▸ **Collected data entries**

===

PR #102, opened 2022-10-26
add data loader for camcan dataset + add event description into info

CedricAllain:
1. `alphacsc/datasets/camcan.py`: add a data loader function with default pre-processing parameters
2. `alphacsc/dataset/mne_data.py`: add an event description dictionary in `info['event_info']`

### DIFF
--- a/alphacsc/datasets/camcan.py
+++ b/alphacsc/datasets/camcan.py
@@ -1,0 +1,180 @@
+""" Cambridge Centre for Ageing and Neuroscience (CamCAN) dataset
+Data available at: https://www.cam-can.org/index.php?content=dataset
+
+Shafto, M.A., Tyler, L.K., Dixon, M., Taylor, J.R., Rowe, J.B., Cusack, R.,
+Calder, A.J., Marslen-Wilson, W.D., Duncan, J., Dalgleish, T., Henson, R.N.,
+Brayne, C., CamCAN, & Matthews, F.E. (2014). The Cambridge Centre for Ageing
+and Neuroscience (CamCAN) study protocol: a cross-sectional, lifespan,
+multidisciplinary examination of healthy cognitive ageing. BMC Neurology,
+14(204). doi:10.1186/s12883-014-0204-1
+https://bmcneurol.biomedcentral.com/articles/10.1186/s12883-014-0204-1 
+"""
+import os
+from os.path import join
+from copy import deepcopy
+
+import mne
+import numpy as np
+import pandas as pd
+from joblib import Memory
+
+from mne_bids import BIDSPath, read_raw_bids
+
+from alphacsc.utils.signal import split_signal
+
+DATA_DIR = "/storage/store/data/"
+PARTICIPANTS_FILE = join(DATA_DIR, "camcan/BIDSsep/smt/participants.tsv")
+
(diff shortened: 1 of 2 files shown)


alphacsc/datasets/camcan.py
```diff
@@ -0,0 +1,202 @@
...
+        .
+        ├── camcan
+        │   └── BIDSsep
+        │       └── smt
+        │           ├── participants.tsv  # subjects' informations
+        │           ├── sub-CC110033      # one subject's folder
+        │           └── ...
+        └── camcan-mne
+            ├── Cam-CAN_sss_cal.dat       # calibration file
+            └── Cam-CAN_ct_sparse.fif     # cross_talk file
```
agramfort, line 79: this is specific to our setup at Inria

alphacsc/datasets/camcan.py
```diff
@@ -0,0 +1,202 @@
...
+
+from mne_bids import BIDSPath, read_raw_bids
+
+try:
+    from ..utils.signal import split_signal
+except ValueError:
+    from alphacsc.utils.signal import split_signal
+
+
+DATA_DIR = "/storage/store/data/"
```
agramfort, line 29: alphacsc is meant to be used by anyone not just us at Inria

alphacsc/datasets/camcan.py
```diff
@@ -0,0 +1,202 @@
...
+PARTICIPANTS_FILE = join(DATA_DIR, "camcan/BIDSsep/smt/participants.tsv")
```
agramfort, line 30: eventually the BIDSsep folder could be referred to as bids_root

alphacsc/datasets/mne_data.py
```diff
@@ -68,6 +69,9 @@ def load_data(dataset="somato", n_splits=10, sfreq=None, epoch=None,
         raw = mne.io.read_raw_fif(file_name, preload=True)
         raw.notch_filter(np.arange(60, 181, 60), n_jobs=n_jobs)
         event_id = [1, 2, 3, 4]
+        event_des = {'auditory/left': 1, 'auditory/right': 2,
+                     'visual/left': 3, 'visual/right': 4,
+                     'smiley': 5, 'buttonpress': 32}
```
agramfort, line 74: this is an event_id for mne

agramfort (commented):
We need to discuss where to put this code as alphacsc is probably not a great fit

alphacsc/datasets/camcan.py
CedricAllain: I tried to mimic and reproduced how paths were handled in `alphacsc/datasets/hcp.py`

alphacsc/datasets/mne_data.py
CedricAllain: I updated `event_id` to be this dict.

CedricAllain:
> We need to discuss where to put this code as alphacsc is probably not a great fit

Indeed maybe it is not really appropriate, I did this as there is a data loader of HCP in `datasets/hcp.py`.

agramfort:
to me the hcp loader should not be present here or at least not using hard coded path. There is no chance this hcp code is working for anyone.

PR #104, opened 2022-11-14
DOC fix parameters multicsc

tomMoral:


agramfort:
ok much better

🙏 @tomMoral

tomMoral:
It is still 1h vs 20min before, we need to investigate why

PR #105, opened 2022-11-16
ENH support for greedy with dicodile

tomMoral:


agramfort:
any docstring to update or whats new entry to add?

tomMoral:
We agreed with @rprimet that we should also add in this PR an example on `sample` with `dicodile` that is faster on our cluster.

Also, the error in the test seems legit, we should make sure we investigate it @rprimet

rprimet:
Yes the test error seems legit, we might also add dicodile to the test matrix (it was just found at the coverage step which feels weird...)

rprimet:
looks like releasing + bumping the dicodile version fixes that

tomMoral:
Ok, so now, we need to create an example that shows we go faster :)

PR #107, opened 2022-12-06
ENH add test set

CedricAllain:
Add the possibility to have a test set and compute the cost on it at each update of the dictionnary.


agramfort:
@CedricAllain can you merge master branch here so the diff is more readable? thanks

PR #108, opened 2022-12-07
FIX gradient for FISTA solver+add positive argument to update_z_multi

tomMoral:
- The gradient for the FISTA solver was wrong, it relied on the subgradient used in `l-BFGS`. We could either change the prox to a projection or change the gradient to only include the `l2` loss. I choose the later for consistency with `positive=False`.
- Added a `positive=True` argument, so we can also solve the negative case. This does not make the code more complex but it will accomodate different cases so I think it is worth adding.

### DIFF
--- a/.github/workflows/unittests.yml
+++ b/.github/workflows/unittests.yml
@@ -12,8 +12,8 @@ jobs:
     strategy:
       fail-fast: false
       matrix:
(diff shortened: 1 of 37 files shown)


agramfort (commented):
does it make the benchmark results more reasonable?

PR #114, opened 2023-04-21
ENH ensure copy when signal spliting

CedricAllain:


alphacsc/utils/signal.py
```diff
@@ -58,7 +58,7 @@ def split_signal(X, n_splits=1, apply_window=True):
 
     n_channels, n_times = X.shape
     n_times = n_times // n_splits
-    X_split = X[:, :n_splits * n_times]
+    X_split = X[:, :n_splits * n_times].copy()
```
tomMoral, line 61: Why do you need the copy?

CedricAllain: When we did some experiments, we found that whithout the copy, `X_split` is still linked to `X` so when we normalized it (`X_split \= X_split.std()`, we also modify `X`.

===

▸ **THE TASK**
In the records, locate each line holding the string "folder" and copy it.

▸ **PROBLEM SOLUTION**
+        │           ├── sub-CC110033      # one subject's folder
agramfort, line 30: eventually the BIDSsep folder could be referred to as bids_root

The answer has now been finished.